----- Data

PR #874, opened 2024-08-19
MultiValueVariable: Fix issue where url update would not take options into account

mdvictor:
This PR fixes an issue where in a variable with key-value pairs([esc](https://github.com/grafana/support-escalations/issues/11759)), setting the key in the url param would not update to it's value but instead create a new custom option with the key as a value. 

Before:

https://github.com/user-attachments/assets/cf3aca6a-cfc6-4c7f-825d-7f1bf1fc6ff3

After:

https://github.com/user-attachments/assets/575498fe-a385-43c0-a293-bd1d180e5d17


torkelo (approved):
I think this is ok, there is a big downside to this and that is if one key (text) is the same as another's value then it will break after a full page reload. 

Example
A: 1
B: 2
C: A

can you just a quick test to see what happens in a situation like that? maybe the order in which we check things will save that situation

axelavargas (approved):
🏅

----------

Write out the whole listing exactly.

PR #874, opened 2024-08-19
MultiValueVariable: Fix issue where url update would not take options into account

mdvictor:
This PR fixes an issue where in a variable with key-value pairs([esc](https://github.com/grafana/support-escalations/issues/11759)), setting the key in the url param would not update to it's value but instead create a new custom option with the key as a value. 

Before:

https://github.com/user-attachments/assets/cf3aca6a-cfc6-4c7f-825d-7f1bf1fc6ff3

After:

https://github.com/user-attachments/assets/575498fe-a385-43c0-a293-bd1d180e5d17


torkelo (approved):
I think this is ok, there is a big downside to this and that is if one key (text) is the same as another's value then it will break after a full page reload. 

Example
A: 1
B: 2
C: A

can you just a quick test to see what happens in a situation like that? maybe the order in which we check things will save that situation

axelavargas (approved):
🏅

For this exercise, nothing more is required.